General information
- Type: Ultralight aircraft and Light-sport aircraft
- National origin: Germany
- Manufacturer: Roland Aircraft
- Status: Under development (2012)
- Number built: one prototype

History
- Developed from: Messerschmitt Bf 109

= Roland Me 109 Replica =

German homebuilt aircraft

The Roland Me 109 Replica is a German ultralight and light-sport aircraft, under development by Roland Aircraft of Mendig. The aircraft is an 83% replica of the Second World War Messerschmitt Bf 109 G-6 fighter aircraft and will be supplied as a kit for amateur construction or as a complete ready-to-fly-aircraft.

==Design and development==
The aircraft was designed to comply with the Fédération Aéronautique Internationale microlight rules and US light-sport aircraft rules.
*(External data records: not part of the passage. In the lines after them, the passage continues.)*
PR #5903, opened 2025-03-06
cli `op log`: short `-d` alias for `--op-diff`

ilyagr:
`--op-diff` is often more useful than `-p`/`--patch`.

# Checklist

If applicable:
- ~~[ ] I have added tests to cover my changes~~


yuja (approved):
It's unlikely this would conflict with the other `-d` (such as `--destination`.) So I think this is good.

ilyagr:
Thank you!

PR #5905, opened 2025-03-07
cli: remove `untrack` subcommand

gechr:
`jj untrack` was scheduled to be removed in v0.27 but slipped through the net, so remove support in v0.28 instead.


martinvonz:
> `jj untrack` was scheduled to be removed in v0.27 but slipped through the net

That's perfectly fine IMO. I see the scheduled removal date as just a lower bound.

cli/src/commands/mod.rs
yuja, line 1: nit: `pub mod` can be removed from cli/src/commands/file/mod.rs

yuja (approved):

Like the aircraft it replicates, it features a cantilever low-wing, a two-seats-in-tandem enclosed cockpit under a framed canopy, retractable conventional landing gear and a single engine in tractor configuration.

The aircraft is predominantly made from aluminum sheet. Its 8.13 m span wing has an area of 17.5 m2 and mounts flaps. The standard engine intended is the 100 hp Rotax 912ULS, although consideration is being given to using a 180 hp four-stroke powerplant as well.

The plan is to produce the Me 109 Replica under sub-contract in the Czech Republic.